Start of Record extracts
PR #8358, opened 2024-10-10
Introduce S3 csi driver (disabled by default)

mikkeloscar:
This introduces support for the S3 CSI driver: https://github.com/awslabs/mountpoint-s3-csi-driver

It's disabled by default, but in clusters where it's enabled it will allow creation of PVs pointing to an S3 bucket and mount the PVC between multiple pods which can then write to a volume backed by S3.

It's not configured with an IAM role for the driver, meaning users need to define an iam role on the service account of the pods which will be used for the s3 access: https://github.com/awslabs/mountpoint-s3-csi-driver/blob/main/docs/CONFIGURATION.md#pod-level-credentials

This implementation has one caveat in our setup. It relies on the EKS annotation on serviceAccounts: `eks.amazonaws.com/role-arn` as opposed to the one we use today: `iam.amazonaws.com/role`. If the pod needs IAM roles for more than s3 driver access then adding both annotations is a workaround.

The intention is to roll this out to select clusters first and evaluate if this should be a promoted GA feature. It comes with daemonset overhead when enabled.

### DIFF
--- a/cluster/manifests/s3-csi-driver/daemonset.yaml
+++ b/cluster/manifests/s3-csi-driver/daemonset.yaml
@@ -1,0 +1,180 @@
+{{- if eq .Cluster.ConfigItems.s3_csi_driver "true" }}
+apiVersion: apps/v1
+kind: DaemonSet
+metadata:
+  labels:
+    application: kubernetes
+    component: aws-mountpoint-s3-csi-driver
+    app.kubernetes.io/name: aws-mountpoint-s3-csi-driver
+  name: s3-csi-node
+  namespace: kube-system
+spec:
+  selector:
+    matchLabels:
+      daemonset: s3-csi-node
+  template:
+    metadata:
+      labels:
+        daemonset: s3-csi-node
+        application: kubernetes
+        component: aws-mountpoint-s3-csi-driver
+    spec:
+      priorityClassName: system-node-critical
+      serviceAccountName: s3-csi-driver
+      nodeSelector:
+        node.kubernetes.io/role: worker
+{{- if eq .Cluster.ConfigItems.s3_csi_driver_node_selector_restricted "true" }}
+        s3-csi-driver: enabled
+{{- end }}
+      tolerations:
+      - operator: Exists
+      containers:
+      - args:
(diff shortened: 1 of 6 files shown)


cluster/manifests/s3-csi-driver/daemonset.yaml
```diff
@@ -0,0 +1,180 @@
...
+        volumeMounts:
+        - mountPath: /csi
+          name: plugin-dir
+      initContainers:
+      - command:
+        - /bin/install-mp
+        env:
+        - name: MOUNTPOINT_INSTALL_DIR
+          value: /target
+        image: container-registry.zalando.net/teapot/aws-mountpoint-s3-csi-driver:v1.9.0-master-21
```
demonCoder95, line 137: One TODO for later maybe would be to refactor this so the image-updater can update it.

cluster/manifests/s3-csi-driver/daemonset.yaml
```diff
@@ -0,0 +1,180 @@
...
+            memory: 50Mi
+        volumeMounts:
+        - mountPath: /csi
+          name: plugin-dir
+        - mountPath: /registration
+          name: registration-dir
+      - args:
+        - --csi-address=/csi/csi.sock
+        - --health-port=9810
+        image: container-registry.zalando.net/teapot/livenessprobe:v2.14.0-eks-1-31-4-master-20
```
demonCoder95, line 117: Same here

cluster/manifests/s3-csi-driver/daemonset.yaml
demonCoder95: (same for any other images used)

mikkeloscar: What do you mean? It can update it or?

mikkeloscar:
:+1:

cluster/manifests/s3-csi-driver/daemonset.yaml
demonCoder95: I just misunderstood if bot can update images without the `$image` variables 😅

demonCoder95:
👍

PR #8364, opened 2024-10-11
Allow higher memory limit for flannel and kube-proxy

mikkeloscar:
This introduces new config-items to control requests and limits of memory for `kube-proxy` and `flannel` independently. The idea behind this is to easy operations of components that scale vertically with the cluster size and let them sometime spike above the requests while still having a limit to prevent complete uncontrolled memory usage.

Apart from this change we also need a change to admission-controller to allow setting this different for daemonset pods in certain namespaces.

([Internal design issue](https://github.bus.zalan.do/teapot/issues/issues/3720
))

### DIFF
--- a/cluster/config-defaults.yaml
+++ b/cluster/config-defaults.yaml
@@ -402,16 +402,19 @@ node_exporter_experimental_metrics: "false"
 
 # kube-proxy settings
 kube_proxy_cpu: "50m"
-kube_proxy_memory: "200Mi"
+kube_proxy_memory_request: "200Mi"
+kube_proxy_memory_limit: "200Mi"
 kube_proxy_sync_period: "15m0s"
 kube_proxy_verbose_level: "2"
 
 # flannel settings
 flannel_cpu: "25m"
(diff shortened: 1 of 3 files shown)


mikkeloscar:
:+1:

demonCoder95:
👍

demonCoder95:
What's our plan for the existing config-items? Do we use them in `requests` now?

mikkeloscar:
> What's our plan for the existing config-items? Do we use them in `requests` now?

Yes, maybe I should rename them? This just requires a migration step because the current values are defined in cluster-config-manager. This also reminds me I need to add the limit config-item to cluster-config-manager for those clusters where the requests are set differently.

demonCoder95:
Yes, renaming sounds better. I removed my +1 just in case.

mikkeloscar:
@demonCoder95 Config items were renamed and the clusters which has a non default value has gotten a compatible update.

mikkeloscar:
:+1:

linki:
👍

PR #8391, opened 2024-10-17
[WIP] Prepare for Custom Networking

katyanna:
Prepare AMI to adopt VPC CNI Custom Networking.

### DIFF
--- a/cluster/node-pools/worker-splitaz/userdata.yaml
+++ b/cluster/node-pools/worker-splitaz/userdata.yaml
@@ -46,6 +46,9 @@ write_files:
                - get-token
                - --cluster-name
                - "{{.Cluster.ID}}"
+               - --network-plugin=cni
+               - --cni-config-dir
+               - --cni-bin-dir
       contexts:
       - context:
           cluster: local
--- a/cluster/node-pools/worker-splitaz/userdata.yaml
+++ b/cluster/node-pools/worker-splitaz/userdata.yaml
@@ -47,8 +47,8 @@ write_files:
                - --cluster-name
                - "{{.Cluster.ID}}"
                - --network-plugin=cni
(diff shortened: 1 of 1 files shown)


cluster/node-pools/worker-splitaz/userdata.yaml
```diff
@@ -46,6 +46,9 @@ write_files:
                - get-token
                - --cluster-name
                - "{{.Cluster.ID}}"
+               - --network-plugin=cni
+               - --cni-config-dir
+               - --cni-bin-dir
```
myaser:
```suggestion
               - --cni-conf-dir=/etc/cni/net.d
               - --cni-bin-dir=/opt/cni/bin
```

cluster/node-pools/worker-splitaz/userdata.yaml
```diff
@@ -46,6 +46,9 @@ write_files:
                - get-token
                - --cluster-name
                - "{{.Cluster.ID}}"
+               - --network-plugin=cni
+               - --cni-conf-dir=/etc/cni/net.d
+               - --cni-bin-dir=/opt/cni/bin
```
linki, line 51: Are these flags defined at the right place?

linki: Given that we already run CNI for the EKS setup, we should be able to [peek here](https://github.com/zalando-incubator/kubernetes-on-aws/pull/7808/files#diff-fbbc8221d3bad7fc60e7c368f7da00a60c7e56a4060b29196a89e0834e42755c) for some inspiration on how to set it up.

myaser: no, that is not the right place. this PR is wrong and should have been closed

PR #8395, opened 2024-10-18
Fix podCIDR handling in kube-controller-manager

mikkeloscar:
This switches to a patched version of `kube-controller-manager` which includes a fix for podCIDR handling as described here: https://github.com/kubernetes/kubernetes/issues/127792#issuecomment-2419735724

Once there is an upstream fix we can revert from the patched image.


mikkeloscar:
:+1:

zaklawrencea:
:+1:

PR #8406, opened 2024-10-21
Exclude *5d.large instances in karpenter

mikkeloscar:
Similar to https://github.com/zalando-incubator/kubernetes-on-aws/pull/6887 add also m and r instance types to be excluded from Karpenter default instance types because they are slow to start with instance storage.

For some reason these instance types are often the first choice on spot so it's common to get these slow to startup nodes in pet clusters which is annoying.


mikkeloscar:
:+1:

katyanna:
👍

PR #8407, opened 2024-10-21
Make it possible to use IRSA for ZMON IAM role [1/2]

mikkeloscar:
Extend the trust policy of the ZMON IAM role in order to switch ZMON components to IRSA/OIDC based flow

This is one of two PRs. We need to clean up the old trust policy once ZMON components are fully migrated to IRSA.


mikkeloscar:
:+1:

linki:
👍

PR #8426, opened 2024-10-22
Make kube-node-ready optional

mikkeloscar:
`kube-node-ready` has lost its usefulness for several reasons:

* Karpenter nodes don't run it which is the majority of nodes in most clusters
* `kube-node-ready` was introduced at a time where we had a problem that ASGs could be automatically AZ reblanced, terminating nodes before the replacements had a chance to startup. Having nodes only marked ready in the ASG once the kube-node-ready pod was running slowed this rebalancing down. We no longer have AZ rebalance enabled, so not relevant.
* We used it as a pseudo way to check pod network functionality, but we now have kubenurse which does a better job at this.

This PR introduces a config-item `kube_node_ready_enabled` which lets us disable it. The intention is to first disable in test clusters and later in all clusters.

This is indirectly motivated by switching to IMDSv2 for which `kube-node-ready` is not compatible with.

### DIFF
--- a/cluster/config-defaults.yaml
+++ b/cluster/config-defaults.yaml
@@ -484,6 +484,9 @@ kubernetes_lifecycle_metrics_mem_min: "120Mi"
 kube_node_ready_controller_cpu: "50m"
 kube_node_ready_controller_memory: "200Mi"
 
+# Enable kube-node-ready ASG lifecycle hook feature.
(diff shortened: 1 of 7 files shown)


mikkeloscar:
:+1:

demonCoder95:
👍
End of Record extracts
Start of Record extracts
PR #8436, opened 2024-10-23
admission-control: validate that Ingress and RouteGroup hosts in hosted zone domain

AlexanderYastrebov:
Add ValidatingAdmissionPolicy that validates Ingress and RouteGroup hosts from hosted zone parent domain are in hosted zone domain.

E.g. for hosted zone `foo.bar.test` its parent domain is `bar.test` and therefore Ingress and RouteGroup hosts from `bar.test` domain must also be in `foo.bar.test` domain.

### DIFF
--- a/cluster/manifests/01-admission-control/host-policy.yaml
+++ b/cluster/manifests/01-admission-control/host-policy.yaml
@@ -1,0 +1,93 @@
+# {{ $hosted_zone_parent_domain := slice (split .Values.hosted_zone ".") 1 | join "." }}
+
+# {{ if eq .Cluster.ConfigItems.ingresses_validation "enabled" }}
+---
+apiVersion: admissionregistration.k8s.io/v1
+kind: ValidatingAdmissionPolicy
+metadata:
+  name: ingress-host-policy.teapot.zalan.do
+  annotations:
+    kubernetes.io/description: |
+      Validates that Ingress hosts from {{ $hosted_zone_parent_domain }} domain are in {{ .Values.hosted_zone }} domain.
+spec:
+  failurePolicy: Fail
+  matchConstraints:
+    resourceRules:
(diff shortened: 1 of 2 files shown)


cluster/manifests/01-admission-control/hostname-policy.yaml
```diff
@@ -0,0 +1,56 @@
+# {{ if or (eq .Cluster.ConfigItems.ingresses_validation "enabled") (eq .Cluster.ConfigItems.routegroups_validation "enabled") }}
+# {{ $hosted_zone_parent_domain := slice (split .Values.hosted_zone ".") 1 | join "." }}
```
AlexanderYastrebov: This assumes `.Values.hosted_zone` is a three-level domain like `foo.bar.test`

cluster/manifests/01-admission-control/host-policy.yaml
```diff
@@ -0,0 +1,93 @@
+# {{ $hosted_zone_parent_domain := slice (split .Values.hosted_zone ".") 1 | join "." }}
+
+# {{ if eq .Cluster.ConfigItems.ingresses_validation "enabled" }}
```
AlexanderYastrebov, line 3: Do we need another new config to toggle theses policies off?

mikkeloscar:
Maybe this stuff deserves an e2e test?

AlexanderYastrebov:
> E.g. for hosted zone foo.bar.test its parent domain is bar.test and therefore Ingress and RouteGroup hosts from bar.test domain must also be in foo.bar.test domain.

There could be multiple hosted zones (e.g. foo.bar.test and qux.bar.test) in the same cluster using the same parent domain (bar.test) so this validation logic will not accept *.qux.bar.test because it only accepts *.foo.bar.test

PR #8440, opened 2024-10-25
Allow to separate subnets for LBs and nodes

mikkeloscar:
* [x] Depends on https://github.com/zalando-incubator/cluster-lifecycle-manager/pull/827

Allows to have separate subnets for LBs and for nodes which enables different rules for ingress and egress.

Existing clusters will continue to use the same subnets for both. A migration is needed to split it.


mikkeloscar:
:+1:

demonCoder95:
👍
End of Record extracts
> Your goal:
Scan the material for the string "because". Copy each line where it appears.

> Solution to the problem:
Yes, maybe I should rename them? This just requires a migration step because the current values are defined in cluster-config-manager. This also reminds me I need to add the limit config-item to cluster-config-manager for those clusters where the requests are set differently.
Similar to https://github.com/zalando-incubator/kubernetes-on-aws/pull/6887 add also m and r instance types to be excluded from Karpenter default instance types because they are slow to start with instance storage.
There could be multiple hosted zones (e.g. foo.bar.test and qux.bar.test) in the same cluster using the same parent domain (bar.test) so this validation logic will not accept *.qux.bar.test because it only accepts *.foo.bar.test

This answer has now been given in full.